The conditions (5) serves to determine the size of the movement of the third Lens group for focusing and the range of changes in aberrations when Focus to a minimum press. If the upper limit is exceeded, the changes in the aberrations become very large, since the diameter of the through the light beam passing through the third lens group to a large extent The focus fluctuates. If the lower limit is exceeded, it will be large Aberrations with the similar result are generated as the changes in the aberrations become very large during the focusing process.

Condition (6) serves to correct the spherical aberration part of the first lens group passed through the second lens group in such a way that that the range of changes in spherical aberration when shifting the third Lens group is minimized. If the upper limit is exceeded, the Size of the corrected spherical aberrations tiori so small that the change in spherical aberration becomes large. When the lower limit is exceeded becomes higher order spherical aberration, coma and astigmatism great.

The condition (7) serves to prevent a change in aberration during the focusing operation the third lens group to prevent. This condition is particularly important in the variation of the spherical aberration.

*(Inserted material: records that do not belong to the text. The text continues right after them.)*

PR #444, opened 2023-12-07
mock out call to `shutil.which` 

addyess:
rather than expecting scopeo to be locally installed, mock out the call in unit tests


addyess:
@cjdcordeiro and @tigarmo this looks like an easy fix right?  I tried to run the unit tests of this project and failed when i didn't have scopeo installed

tigarmo:
Looks good to me, probably a blind spot of ours because well, I've never _not_ had skopeo installed hehe
Thanks.

tigarmo (approved):

cjdcordeiro (approved):
good catch :)

PR #445, opened 2023-12-08
docs: explain how the prime dir is packed

### LINKED ISSUE #430: Document how primed files become an OCI layer
### Request type

Enhancement

### What needs to get done

We currently do many transformations (prime pruning, usrmerge handling, etc) that affect the contents of the payload OCI layer. We should document those transformations.

### Documentation location

_No response_

### Additional information

_No response_

tigarmo:
Fixes #430

-----


docs/explanation/lifecycle-layer.rst
```diff
@@ -0,0 +1,198 @@
+
+From lifecycle to OCI layer
```
tigarmo, line 2: rendered version: https://canonical-rockcraft--445.com.readthedocs.build/en/445/explanation/lifecycle-layer/

docs/explanation/lifecycle-layer.rst
```diff
@@ -0,0 +1,198 @@
...
+
+Pruning the ``prime`` directory
+-------------------------------
+
+Once the lifecycle is finished, Rockcraft packs the contents of the prime
+directory as a new OCI layer, directly as if the prime directory was the
+filesystem root ``/``. One consequence of the inclusion of a stage-package's
+dependencies is that the prime directory ends up having many files that the base
+Ubuntu layer already has. This can be seen, for example, by using a tool like
+``dive``:
```
cjdcordeiro, line 58: I think it's better to have a link instead: [Dive](https://github.com/wagoodman/dive)

docs/explanation/lifecycle-layer.rst
```diff
@@ -0,0 +1,198 @@
...
+
+.. figure:: /_static/dive-efficiency.png
+   :width: 75%
+   :align: center
+   :alt: Rock diagram
```
cjdcordeiro, line 63:
```suggestion
   :alt: Dive reporting an inefficient image
```

docs/explanation/lifecycle-layer.rst
```diff
@@ -0,0 +1,198 @@
...
+
+What ``dive`` tells us is that about ``60 MB`` worth of files are *duplicated*
+between the base Ubuntu Jammy layer and the "primed" layer: for example, the
+file ``/usr/lib/x86_64-linux-gnu/libcrypto.so.3`` exists both in the base layer
+(as part of the base Ubuntu system) and in the primed layer (pulled in by
+belonging to a package that is an indirect dependency of ``python3-minimal``).
+
+Since version ``1.1.0``, Rockcraft will "prune" those files in the prime
+directory that also exist, with the same contents, ownership and permissions, in
+the base layer. The end-result is semantically the same, because the layers are
```
cjdcordeiro, line 73:
```suggestion
the base layer. The end result is semantically the same because the layers are
```

docs/explanation/lifecycle-layer.rst
```diff
@@ -0,0 +1,198 @@
...
+   Pruning: /root/prime/usr/lib/x86_64-linux-gnu/perl-base/unicore/lib/PatSyn/Y.pl as it exists on the base
+   Pruning: /root/prime/usr/lib/x86_64-linux-gnu/perl-base/unicore/lib/Dt/Init.pl as it exists on the base
+   Pruning: /root/prime/usr/share/perl5/Debconf/Element/Noninteractive/Multiselect.pm as it exists on the base
+   (...)
+
+
+``usrmerge`` and the lifecycle layer
+------------------------------------
+
+After pruning, the contents of prime directory are packed as a new OCI layer.
```
cjdcordeiro, line 91:
```suggestion
After pruning, the contents of the prime directory are packed as a new OCI layer.
```

docs/explanation/lifecycle-layer.rst
```diff
@@ -0,0 +1,198 @@
...
+In concrete terms, this means that the files and directories are added to a
+`tar archive`_, which means that each file (or directory) gets added to the
+archive together with the "destination" path that it should have when the
+archive is extracted.
+
+For most cases, the file's original path (relative to the root of the archive)
```
cjdcordeiro, line 97:
```suggestion
In most cases, the file's original path (relative to the root of the archive)
```

docs/explanation/lifecycle-layer.rst
```diff
@@ -0,0 +1,198 @@
...
+   (...)
+   Pruning: /root/prime/usr/lib/x86_64-linux-gnu/perl-base/unicore/lib/Sc/Gran.pl as it exists on the base
+   Pruning: /root/prime/usr/lib/x86_64-linux-gnu/perl-base/unicore/lib/Bc/EN.pl as it exists on the base
+   Pruning: /root/prime/usr/lib/x86_64-linux-gnu/perl-base/unicore/lib/PatSyn/Y.pl as it exists on the base
+   Pruning: /root/prime/usr/lib/x86_64-linux-gnu/perl-base/unicore/lib/Dt/Init.pl as it exists on the base
+   Pruning: /root/prime/usr/share/perl5/Debconf/Element/Noninteractive/Multiselect.pm as it exists on the base
+   (...)
+
+
+``usrmerge`` and the lifecycle layer
```
cjdcordeiro, line 88: This section is really useful. I wonder though if it isn't too in-depth for a regular reader? Unlike the OCI layering (which is a well-known design feature of all container images), this `usrmerge` thing is very specific to the internal workings of the tool. I think only a developer would ever worry about this, no?

Having said that, I don't really have a better place to put it, so I guess it is ok to keep it here unless you have a better idea

docs/explanation/lifecycle-layer.rst
```diff
@@ -0,0 +1,198 @@
...
+
+   (...)
+   Creating new layer
+   (...)
+   Skipping /root/prime/bin because it exists as a symlink on the lower layer
+   (...)
+   Adding to layer: /root/prime/bin/pebble as 'usr/bin/pebble'
+   (...)
+
+One final note is that none of this applies for rocks with ``bare`` bases, as
```
cjdcordeiro, line 192: well...what if I install the pebble snap? will rockcraft raise a conflict? or will the pruning system act?

cjdcordeiro (changes requested):
good work. very useful. just a few comments

docs/explanation/lifecycle-layer.rst
```diff
@@ -0,0 +1,198 @@
+
+From lifecycle to OCI layer
+===========================
+
+Rockcraft is a tool that creates OCI images using the same concepts and
+mechanisms that create snaps and charms: the lifecycle language from
+craft-parts. There is a significant difference between the works of the Craft
```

When the upper limit is exceeded, the spherical aberration becomes undercorrected for shorter object distances. When the lower limit is exceeded becomes, the higher order spherical aberration changes to a great extent focus on overcorrection.

In the following, exemplary embodiments are explained which meet the conditions Fulfill (1) to (7). The chromatic aberration of each of the embodiments is shown in Figure 9; It should be noted here that the secondary spectrum is extreme is small. It should also be noted that in the graphs of astigmatism the meridional image area and S means the sagital image area.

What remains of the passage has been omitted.